Judge temporarily blocks Indiana abortion ban

(Image by succo from Pixabay)

A county judge temporarily blocked Indiana’s abortion ban on Thursday.

The ban, which was passed in August, went into effect last week.

The Indianapolis Star reported that Special Judge Kelsey B. Hanlon ruled that although abortion was not legal at the time that the Indiana Constitution was written, language contained in the document suggest that there is “a reasonable likelihood” that decisions about family planning are protected.

The Indiana Attorney General will appeal.

The lawsuit was filed by Planned Parenthood Federation of America, the Lawyering Project, the ACLU of Indiana, and WilmerHale on behalf of Planned Parenthood Great Northwest, Hawai‘i, Alaska, Indiana, Kentucky, Whole Woman’s Health Alliance, Women’s Med Group Professional Corp, All-Options, Inc, and Dr. Amy Caldwell.

The groups that sued released a statement after the ruling:

“We knew this ban would cause irreparable harm to Hoosiers, and in just a single week, it has done just that. We are grateful that the court granted much needed relief for patients, clients, and providers but this fight is far from over. Indiana lawmakers have made it abundantly clear that this harm, this cruelty, is exactly the reality they had in mind when they passed S.B. 1. There are 1.5 million people of reproductive age in the state of Indiana, and every single one of them deserve the right to make their own decisions about their bodies, families, and futures.”

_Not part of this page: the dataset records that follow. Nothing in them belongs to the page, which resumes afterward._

PR #1536, opened 2022-06-28
Default to collector service-account for fluentd Loki output

xperimental:
### Description

There's currently a difference in behavior between the configuration generators for fluentd and vector when generating configuration for a Loki output: When generating the configuration for a Loki output on vector, the cluster-logging-operator will automatically fall back to the credentials in the `logcollector` ServiceAccount when no user-provided secret is available while the fluentd generator will not use credentials at all.

This PR changes the behavior of the fluentd configuration generator to match the one of the vector config generator, so that for both collectors it is possible to use a Loki output and authenticate using the `logcollector` ServiceAccount.

### Links

- JIRA: Related to [LOG-1803](https://issues.redhat.com/browse/LOG-1803)

PR #1542, opened 2022-06-30
Temporarily skip insecure fluentd forwarder test

xperimental:
### Description

A [previous PR](https://github.com/openshift/cluster-logging-operator/pull/1536) broke this e2e test by automatically injecting a default secret. While it is possible to inject the default secret only for specific output types to keep the behavior of `fluentdForwarder` as it currently is, during the discussion about the workaround we came to the conclusion that it would be worth investing a bit of time making the "disable verify" flag an explicit configuration option.

This PR only disables the offending e2e test without actually introducing the new option just to unblock the CI for the other PRs as quickly as possible.

/assign @jcantrill


periklis (commented):
/approve
/lgtm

The Star reported that the lawsuit was filed in Monroe County, home of Bloomington. Hanlon is a Republican judge in neighboring Owen County. The newspaper reported that she got the lawsuit when Democratic judges in Monroe County passed on the lawsuit.

The ACLU of Indiana also filed a lawsuit claiming the ban violates Indiana’s Religious Freedom Restoration Act (RFRA). It filed that lawsuit on Sept. 8 on behalf of Hoosier Jews for Choice. and five women.”